The FCC’s designated entity rules need to be revised before the TV incentive auction to ensure that small carriers at least have a shot at winning licenses, Panhandle Telephone Cooperative and Pine Belt Telephone Company said in a filing at the FCC. The small carriers told an aide to Commissioner Jessica Rosenworcel they are interested in buying 600 MHz licenses during the auction, but noted that the track record for small carriers was “dismal” in the recently completed AWS-3 auction. “Of the 70 qualified bidders in the auction, over half (38 or 54.3 percent) were rural telcos or rural telco affiliates, yet only 28.9 percent of the rural entities were successful in winning any licenses. Many rural bidders were completely shut out, and those that were successful won only 25 of 1,611 licenses (1.55 percent).” Despite some larger companies' use of “shell” companies as DEs to buy spectrum with bidding credits, fewer than half the successful rural telco bidders in the AWS-3 were able to qualify under DE rules as small businesses, the two carriers said. The filing was posted by the FCC Friday in docket 10-208.

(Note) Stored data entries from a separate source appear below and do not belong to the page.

PR #27738, opened 2019-08-09
Addition of pixelClusterTagInfos to AOD and miniAOD

zucchett:
#### PR description:

This pull request defines a new TagInfo object (PixelClusterTagInfo), produced from the RECO format starting from the siPixelCluster collection, propagated to AOD, and embedded in miniAOD. The TagInfo contains a very compressed information of the pixel clusters geometrically matched to an AK4 jet, consisting of a char for each 4 pixel layers times 6 jet-cluster association cones, plus four unsigned integers for the collected charge. This information is added only to jets with pT > 100 GeV, and is critical for novel studies of b-tagging at high pT without relying on tracks, whose reconstruction efficiency decreases in very energetic jets. The pixel cluster information can be provided to a standalone tagger or (in the future) integrated in combined b-tagging algorithms. Preliminary studies performed on very limited samples estimate that a pixel-based tagger provides a better performance than the DeepCSV for jet pT > 1.2 TeV.

Latest presentations:
https://indico.cern.ch/event/828712/contributions/3468910/attachments/1869375/3075401/Sommerhalder_Zucchetta.pdf
https://indico.cern.ch/event/830302/contributions/3483708/attachments/1871179/3079451/190628_Zucchetta.pdf
https://indico.cern.ch/event/833434/contributions/3495708/attachments/1877898/3093199/190710_Zucchetta.pdf

#### PR validation:

The basic checks have been successfully run (code-checks, runTheMatrix). The only exception is represented by two jobs in runTheMatrix that run on already-produced AOD (136.7611* and 136.8311*) that fail because the needed collections are not found. This is understandable because neither the basic siPixelCluster nor the pixelClusterTagInfo collections are present in AODs by default; the latter collection is added to AODs with this PR.
EDIT: Era modifiers have been introduced to exclude pixelClusterTagInfos from 80X and 94X miniAOD productions, avoiding the crash.

@msommerh as developer, and BTV conveners @mverzett , @kskovpen, @XavierAtCERN, @smoortga are also involved and interested in these developments.


slava77:
> The only exception is represented by two jobs in runTheMatrix that run on already-produced AOD (136.7611* and 136.8311*) that fail because the needed collections are not found.

this should be fixed.
These re-mini workflows are using special era/process modifiers. Please use them to appropriately disable or perhaps instead produce "dummy" collections.

slava77:
@cmsbuild please test

slava77:
>  Commits 63

@zucchett 
please also check if you can squash some intermediate commits to compactify the history a bit.

slava77:
@cmsbuild please test

DataFormats/BTauReco/interface/PixelClusterTagInfo.h
```diff
@@ -0,0 +1,87 @@
...
+    float z = 0;
+    int charge = 0;
+    int layer = 0;
+  };
+
+  struct PixelClusterData {
+    char L1_R004 = 0;
+    char L2_R004 = 0;
+    char L3_R004 = 0;
+    char L4_R004 = 0;
```
slava77: if this is to be used for integers, better use ```int8_t```

DataFormats/BTauReco/interface/PixelClusterTagInfo.h
```diff
@@ -0,0 +1,87 @@
...
+
+    char L1_R006 = 0;
+    char L2_R006 = 0;
+    char L3_R006 = 0;
+    char L4_R006 = 0;
+
+    char L1_R008 = 0;
+    char L2_R008 = 0;
+    char L3_R008 = 0;
+    char L4_R008 = 0;
```
slava77: at least the layer items better be in an array

zucchett: Ok, i implemented both changes in the latest commit.

perrotta:
please test

RecoBTag/PixelCluster/plugins/PixelClusterTagInfoProducer.cc
```diff
@@ -0,0 +1,162 @@
...
+    edm::RefToBase<reco::Jet> jetRef = collectionJets->refAt(j);  // Get jet RefToBase
+
+    reco::PixelClusterData data = {};  // Initialize new Data to 0
+    reco::PixelClusterTagInfo tagInfo = {};
+
+    for (auto cluIt = clusters.begin(); cluIt != clusters.end(); ++cluIt) {
+      TVector3 c3(cluIt->x - firstPV->x(), cluIt->y - firstPV->y(), cluIt->z - firstPV->z());
+      TVector3 j3(jetRef->px(), jetRef->py(), jetRef->pz());
+      float dR = j3.DeltaR(c3);
+      float sC = 12. * 2. / (jetRef->pt());
```
perrotta: Magic numbers?

RecoBTag/PixelCluster/python/pixelCluster_EventSetup_cff.py
```diff
@@ -0,0 +1,4 @@
+import FWCore.ParameterSet.Config as cms
```
perrotta: Why this config file is needed?

RecoBTag/PixelCluster/python/pixelCluster_cff.py
```diff
@@ -0,0 +1,8 @@
+import FWCore.ParameterSet.Config as cms
+
+from RecoBTag.PixelCluster.pixelClusterTagInfos_cfi import *
+
+pixelClusterTask = cms.Task(
```
perrotta: Where is this task used?
If not used, this config file is also useless

RecoBTag/Configuration/python/RecoBTag_cff.py
```diff
@@ -11,6 +11,7 @@
 from RecoBTag.TensorFlow.pfDeepDoubleX_cff import *
 from RecoBTag.MXNet.pfDeepBoostedJet_cff import *
 from RecoVertex.AdaptiveVertexFinder.inclusiveVertexing_cff import *
+from RecoBTag.PixelCluster.pixelCluster_cff import *
```
perrotta: If you import here just directly "RecoBTag.PixelCluster.pixelClusterTagInfos_cfi", there is no need of this include of "RecoBTag.PixelCluster.pixelCluster_cff"

DataFormats/BTauReco/interface/PixelClusterTagInfo.h
```diff
@@ -0,0 +1,60 @@
...
+  struct PixelClusterProperties {
+    float x = 0;
+    float y = 0;
+    float z = 0;
+    int charge = 0;
+    int layer = 0;
+  };
+
+  struct PixelClusterData {
+    int8_t R004[4] = {};
```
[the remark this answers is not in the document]
zucchett: I like the option to pass the size of the array in the constructor, but in this case we can either use the new operator or switch to std::vectors. Which one would you prefer?

RecoBTag/Configuration/python/RecoBTag_EventContent_cff.py
```diff
@@ -32,6 +32,8 @@
         'keep *_pfDeepCSVJetTags_*_*',
         # DeepCMVA
         'keep *_pfDeepCMVAJetTags_*_*',
+        # Pixel Cluster
+        'keep *_pixelClusterTagInfos*_*_*',
```
slava77: we do not allow wildcards in the module names in the event content

PhysicsTools/PatAlgos/python/slimming/MicroEventContent_cff.py
```diff
@@ -84,6 +84,8 @@
 	'keep recoTracks_displacedStandAloneMuons__*',
         # L1 prefiring weights
         'keep *_prefiringweight_*_*',
+        # Pixel Cluster
+        'keep *_pixelClusterTagInfos*_*_*',
```
slava77: here again please replace the module name wildcards

DataFormats/BTauReco/interface/PixelClusterTagInfo.h
```diff
@@ -0,0 +1,60 @@
...
+    int8_t R006[4] = {};
+    int8_t R008[4] = {};
+    int8_t R010[4] = {};
+    int8_t R016[4] = {};
+    int8_t RVAR[4] = {};
+    unsigned int RVWT[4] = {};
```
perrotta: CMS code rules require lowercase initials for class member variables: "r004", ..., "rVWT" (or "rvwt", or whatever you think it is most appropriate)

DataFormats/BTauReco/interface/PixelClusterTagInfo.h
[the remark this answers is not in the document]
perrotta: @zucchett , I honestly don't have preferences, provided memory is dealt with correctly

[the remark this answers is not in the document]
slava77: ```std::array```  provides appropriate support for fixed size arrays

RecoBTag/PixelCluster/plugins/PixelClusterTagInfoProducer.cc
```diff
@@ -0,0 +1,162 @@
...
+
+  // Retrieve tracker topology from geometry
+  edm::ESHandle<TrackerTopology> tTopoH;
+  iSetup.get<TrackerTopologyRcd>().get(tTopoH);
+  const TrackerTopology* tTopo = tTopoH.product();
+
+  std::vector<reco::PixelClusterProperties> clusters;
+
+  // Get vector of detunit ids, and fill a vector of PixelClusterProperties in the loop
+  for (edmNew::DetSetVector<SiPixelCluster>::const_iterator detUnit = collectionClusters->begin();
```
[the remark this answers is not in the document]
zucchett: It's certainly possible to use range loops, but since there are two nested loops we have to either:
1) make a copy of the DetSet<SiPixelCluster> object, slowing the code, or
2) have a not very readable code consisting of a chain of:
collectionClusters->data(d)->data(u) or even more complex syntax like
(*(*collectionClusters)[d])[u]

This is why we opted (and we still have the preference) for iterator loops in first place.

RecoBTag/PixelCluster/plugins/PixelClusterTagInfoProducer.cc
```diff
@@ -0,0 +1,162 @@
...
+      PixelBarrelName pbn(detid, tTopo, m_isPhase1);
+      layer = pbn.layerName();
+    } else if (m_addFPIX && subid == 2) {  // pixel forward
+      PixelEndcapName pen(detid, tTopo, m_isPhase1);
+      layer = pen.diskName();
+    }
+    if (layer == 0 || layer > m_nLayers)
+      continue;
+
+    for (edmNew::DetSet<SiPixelCluster>::const_iterator clustIt = detUnit->begin(); clustIt != detUnit->end();
```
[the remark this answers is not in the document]
zucchett: See also the comment above.

RecoBTag/PixelCluster/plugins/PixelClusterTagInfoProducer.cc
```diff
@@ -0,0 +1,162 @@
...
+  for (unsigned int j = 0, nj = collectionJets->size(); j < nj; j++) {
+    if (collectionJets->at(j).pt() < m_minJetPt)
+      continue;
+
+    edm::RefToBase<reco::Jet> jetRef = collectionJets->refAt(j);  // Get jet RefToBase
+
+    reco::PixelClusterData data = {};  // Initialize new Data to 0
+    reco::PixelClusterTagInfo tagInfo = {};
+
+    for (auto cluIt = clusters.begin(); cluIt != clusters.end(); ++cluIt) {
```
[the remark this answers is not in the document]
zucchett: This one can certainly become a range based loop.

RecoBTag/PixelCluster/plugins/PixelClusterTagInfoProducer.cc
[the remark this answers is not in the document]
perrotta:
```C++
  for (auto & detUnit :  collectionClusters) {
```
wouldn't work?

RecoBTag/PixelCluster/plugins/PixelClusterTagInfoProducer.cc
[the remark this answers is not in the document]
perrotta:
```C++
    for (auto& clustIt : detUnit) {
```
wouldn't work as well?

RecoBTag/PixelCluster/plugins/PixelClusterTagInfoProducer.cc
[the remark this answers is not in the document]
zucchett: Yes, but to make it work i have to first convert the edm::Handle<edmNew::DetSetVector<SiPixelCluster> >
to a
const edmNew::DetSetVector<SiPixelCluster>&

zucchett:
The latest commit includes all the comments received so far.

DataFormats/BTauReco/interface/PixelClusterTagInfo.h
```diff
@@ -0,0 +1,69 @@
...
+    // method to set the PixelClusterData
+    void setData(const PixelClusterData& data_) { pixelClusters = data_; }
+
+    // method to get the PixelClusterData struct
+    const PixelClusterData& data() const { return pixelClusters; }
+
+  private:
+    PixelClusterData pixelClusters;
+
+    edm::RefToBase<Jet> jetRef;
```
perrotta: In CMSSW standards a trailing underscore indicates class members. Therefore, I'd rater rename
- ```jetRef``` -> ```jetRef_```
- ```pixelClusters``` -> ```pixelClusters_```

and above L48 and L54
```C++
    void setJetRef(const edm::RefToBase<Jet>& ref) { jetRef_ = ref; }
```
```C++
    void setData(const PixelClusterData& data) { pixelClusters_ = data; }
```

RecoBTag/PixelCluster/interface/PixelClusterTagInfoProducer.h
```diff
@@ -0,0 +1,89 @@
...
+  edm::EDGetTokenT<edm::View<reco::Jet> > m_jets;
+  edm::EDGetTokenT<reco::VertexCollection> m_vertices;
+  edm::EDGetTokenT<edmNew::DetSetVector<SiPixelCluster> > m_pixelhit;
+  bool m_isPhase1;
+  bool m_addFPIX;
+  int m_minADC;
+  double m_minJetPt;
+  double m_maxJetEta;
+  double m_hadronMass;
+  double hadronMass;
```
PR #27740, opened 2019-08-09
Fixes for DDShapes to support DD4hep migration

cvuosalo:
#### PR description:

This PR is a piece of #27674, which has been delayed. This PR has fixes for DDShapes classes. Conversions of angles from the degrees returned by DD4hep to the radians expected in CMS code are added. The `DDTruncTubs` class is corrected so that it returns correct values for its parameters.

For now, `DDPseudoTrap` is commented out as the need for this class is still under discussion.

#### PR validation:

This code was tested as described in #27674.

No backport is needed.

### DIFF
--- a/DetectorDescription/DDCMS/interface/DDShapes.h
+++ b/DetectorDescription/DDCMS/interface/DDShapes.h
@@ -155,7 +155,11 @@ namespace cms {
       double alpha2_;
     };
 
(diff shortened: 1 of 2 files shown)


cvuosalo:
@cmsbuild please test

cvuosalo:
+1

fabiocos:
+1

PR #27752, opened 2019-08-12
DD4hep: Tracker FixSupport

vargasa:
#### PR description:

Addresses overlaps on `FixSupport`. Please check: https://github.com/cms-sw/cmssw/commit/754e568586b57b3743e0558297497e4447ba1876

#### PR validation:

`master`
masterb

`master + thisPR`

thisPRb

`Reference`
referenceb

```
Path:
/Tracker_2/TEC_1/TECWheels_1/TECWheelA_0/TECWheelDiskA_1/TECWheelNomexA_1
```

### DIFF
--- a/Geometry/TrackerCommonData/data/tecwheel6.xml
+++ b/Geometry/TrackerCommonData/data/tecwheel6.xml
@@ -19,7 +19,7 @@
         <Tubs name="TECWheel6" rMin="[tecpetal3:PetalContRmin]" rMax="[tecwheel:WheelRmax]" dz="[tecwheel:WheelT]/2" startPhi="0*deg" deltaPhi="360.*deg"/>
         <Tubs name="TECWheelDisk6" rMin="[tecpetal3:PetalContRmin]" rMax="[tecwheel:WheelRmax]" dz="[tecwheel:DiskT]/2" startPhi="0*deg" deltaPhi="360.*deg"/>
         <Tubs name="TECWheelNomex6" rMin="[tecpetal3:PetalContRmin]" rMax="[tecwheel:NomexRmax]" dz="[tecwheel:NomexT]/2" startPhi="0*deg" deltaPhi="360.*deg"/>
-        <Tubs name="TECFixSupport6" rMin="[tecpetal3:PetalContRmin]" rMax="[FixSuppRmax]" dz="[tecwheel:FixSuppT]/2" startPhi="-[FixSuppW]/2" deltaPhi="[FixSuppW]"/>
+        <Tubs name="TECFixSupport6" rMin="[tecpetal3:PetalContRmin]" rMax="[FixSuppRmax]" dz="[tecwheel:FixSuppT]/2" startPhi="-0.103339312*rad" deltaPhi="0.206678624*rad"/>
         <Tubs name="TECOptConnector6" rMin="[tecwheel:OptConnRmin]" rMax="[tecwheel:OptConnRmax]" dz="[tecwheel:OptConnT2]/2" startPhi="-[tecwheel:OptConnW]/2" deltaPhi="[tecwheel:OptConnW]"/>
         <Box name="TECBeamsplitter" dx="0.5*[BeamsplitterHeight]" dy="0.5*[BeamsplitterWidth]" dz="0.5*[BeamsplitterThick]"/>
     </SolidSection>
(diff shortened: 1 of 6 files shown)


civanch:
please test

cvuosalo:
+1

fabiocos:
@vargasa @ianna @cvuosalo this is affecting basically any geometry that we have, there should be a corresponding database update, am I correct?

ianna:
@fabiocos - I think, the number is the same as in the DB payload. So we do not need to update them.

Geometry/TrackerCommonData/data/tecwheel6.xml
```diff
@@ -19,7 +19,7 @@
         <Tubs name="TECWheel6" rMin="[tecpetal3:PetalContRmin]" rMax="[tecwheel:WheelRmax]" dz="[tecwheel:WheelT]/2" startPhi="0*deg" deltaPhi="360.*deg"/>
         <Tubs name="TECWheelDisk6" rMin="[tecpetal3:PetalContRmin]" rMax="[tecwheel:WheelRmax]" dz="[tecwheel:DiskT]/2" startPhi="0*deg" deltaPhi="360.*deg"/>
         <Tubs name="TECWheelNomex6" rMin="[tecpetal3:PetalContRmin]" rMax="[tecwheel:NomexRmax]" dz="[tecwheel:NomexT]/2" startPhi="0*deg" deltaPhi="360.*deg"/>
-        <Tubs name="TECFixSupport6" rMin="[tecpetal3:PetalContRmin]" rMax="[FixSuppRmax]" dz="[tecwheel:FixSuppT]/2" startPhi="-[FixSuppW]/2" deltaPhi="[FixSuppW]"/>
+        <Tubs name="TECFixSupport6" rMin="[tecpetal3:PetalContRmin]" rMax="[FixSuppRmax]" dz="[tecwheel:FixSuppT]/2" startPhi="-0.103339312*rad" deltaPhi="0.206678624*rad"/>
```
fabiocos: @vargasa why can't we have a named constant and rely on the arithmetic on it? Is it a problem of rounding precision?  This value does not seem to be much more mnemonic in degree unfortunately...

Same comment apply for all the remaining instances of this change

vargasa: @fabiocos Please check https://github.com/cms-sw/cmssw/commit/754e568586b57b3743e0558297497e4447ba1876. Respect to the _old_ geometry there's no effective change, the number is the same as the one that is being resolved. Further inquiry is needed regarding why angles were defined using `1/[L]`. That's in the pipeline! This is needed in order to fix the solids definitions as  `dd4hep` and @ianna, and me is expecting angles to be measured in degrees/radians not in `1/[L]`

ianna: @fabiocos - we could not figure out how the FixSuppW suppose to be calculated. My suggestion was that @vargasa would try to verify the dimensions with the engineering drawing. In the meantime he'd use the calculated number.

ianna: @fabiocos and @vargasa - here is what we have in the DB:
```
<Tubs name="tecwheel6:TECFixSupport6" rMin="309.000000000000000000*mm" rMax="331.442799999999976990*mm" dz="5.000000000000000000*mm" startPhi="-5.920906437629368746*deg" deltaPhi="11.841812875258737492*deg"/>
```

fabiocos: @vargasa @ianna thanks for the clarification, so we expect effectively no change in the payload (did you verify with some analyzer? Ok, the numbers you say are stored in the DB are identical, I agree...).
Still the previous definition was odd, but nothing prevents to define another named constant were you set the hardcoded value, may be even in degrees as stored in the DB (this looks easier to interpret).

ianna: @fabiocos - yes, I accessed and stored the payload locally and compared it with one produced locally. They are identical. 
Unfortunately, we can not sensibly describe what the constant should mean prior to comparison with the engineering drawings. For example, why it's -5.9 deg and not -6 deg? Clearly, it's a result of a calculation which needs to be clarified. So far It's a mystery, so I'd rather leave it as is - a mysterious number :-)

fabiocos: @ianna @vargasa Iet's move it forward, but I understand that Andres keeps checking to better understand, am I correct?

fabiocos:
+1

Geometry/TrackerCommonData/data/tecwheel6.xml
ianna: yes, correct. Thanks, @fabiocos

PR #27782, opened 2019-08-15
Reconfigure particle flow cfi

hatakeyamak:
#### PR description:

Reconfigure particleFlow_cfi and make clear the parameters used for PFEGammaFilters, PFMuonAlgo, i.e. different components of PFAlgo. Also used this opportunity to remove obsolete config parameters. 

#### PR validation:

Compiles and run a few matrix tests with success (scenarios for 2017, 2018, and phase2)

This is not a backport PR.

@bendavid @jpata @guitargeek


RecoParticleFlow/PFProducer/interface/PFAlgo.h
```diff
@@ -85,12 +85,7 @@ class PFAlgo {
                             const edm::ValueMap<reco::PhotonRef>& valueMapGedPhotons);
 
   void setPostHFCleaningParameters(bool postHFCleaning,
-                                   double minHFCleaningPt,
-                                   double minSignificance,
-                                   double maxSignificance,
-                                   double minSignificanceReduction,
-                                   double maxDeltaPhiPt,
-                                   double minDeltaMet);
+				   const edm::ParameterSet& pfHFCleaningParams);
```
slava77: there is a preference to reduce dependence on ```ParameterSet``` this is going against that

hatakeyamak: Hmm. What is the reason behind reducing the dependence on ParameterSet?

This PFHFCleaningParameters and also PFBadHcalMitigationParameters are less important, and we don't have to introduce these PSets, but I think it's a good idea to isolate Parameters for PFEGammaFilters and PFMuonAlgo, which I am hoping that EGamma and Muon POGs keep eyes on and manage (factorizing parameter sets to factorize responsibilities).

slava77: I'm using this https://github.com/cms-sw/cmssw/pull/27010#issuecomment-497804713 as a reference.
Perhaps it does not fully apply in this case: there the tool is delivered via the event setup, while here the tool is created by the ED producer directly.

@Dr15Jones 
is it worth to reduce dependence on the ```ParameterSet``` in the helper algorithms used by ED producers/analyzers?
The factory pattern [not the case here, but somewhat related] even enforces this dependence.

hatakeyamak: Okay. I perfer to leave the PR as it is, but let's see what @Dr15Jones would say.

perrotta:
please test

slava77:
@hatakeyamak 
can we introduce proper parameter set validation?
https://twiki.cern.ch/twiki/bin/view/CMSPublic/SWGuideConfigurationValidationAndHelp
This is a recommended way.
I see that this PR is introducing more "existsAs" cases, which are discouraged and may be OK if there is a good reason for an exception.

hatakeyamak:
I will look into it, but will need some time to understand details.

Basically you are suggesting that we introduce fillDescriptions, right?

For parameterSets for PFEGammaFilters, PFMuonAlgo, etc, I am not sure what is the optimal way. Should I try to have fillDescriptions somehow in PFEGammaFilters.cc, PFMuonAlgo.cc, or it had better in PFProducer.cc (the latter would be simpler, but the former may be a better organization conceptually).

RecoParticleFlow/PFProducer/interface/PFAlgo.h
Dr15Jones: In general, the framework group encourages people to reduce dependencies on the ParameterSet class. It can make it harder to reuse code and the calls to `getParameter` always do parsing so are not super efficient.

slava77:
> I will look into it, but will need some time to understand details.
> Basically you are suggesting that we introduce fillDescriptions, right?

yes, please do.
Thank you.

RecoParticleFlow/PFProducer/interface/PFAlgo.h
hatakeyamak: ok.

slava77:
@hatakeyamak 
please clarify on your current plans for this PR.
Thank you.

hatakeyamak:
Plan to make changes you suggested. I slowed down due to grading of exams... Probably I can get it done by sometime next week.

slava77:
> Plan to make changes you suggested. I slowed down due to grading of exams... Probably I can get it done by sometime next week.

just for a weekly check, please clarify on the status.
Thank you.
(if it will take longer, perhaps this PR can be closed and then reopened or replaced later when the changes are made).

hatakeyamak:
ok. closing for now. but will be working on it later today and tomorrow.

Prospects remain good for two cybersecurity information sharing bills to pass the House later this week, but there’s still potential for a contentious debate over privacy and liability protection aspects of the bills, industry lawyers and lobbyists told us. The House is expected to vote on the Protecting Cyber Networks Act (HR-1560) on Wednesday and the National Cybersecurity Protection Advancement Act (HR-1731) on Thursday, said the office of House Majority Leader Kevin McCarthy, R-Calif. The House Intelligence Committee-passed HR-1560 focuses on private sector sharing with U.S. intelligence agencies, while the House Homeland Security Committee-passed HR-1731 would establish the Department of Homeland Security’s (DHS) National Cybersecurity and Communications Integration Center as the main federal civilian hub for information sharing. Both bills contain liability protection for companies that participate in the sharing programs the bills would establish.
The Occupational Safety and Health Administration sought comment Wednesday in a request for information (RFI) published in the Federal Register on cell tower safety (see 1410140172). In October, OSHA and the FCC conducted a joint workshop on the subject. Comments are due on the RFI June 15.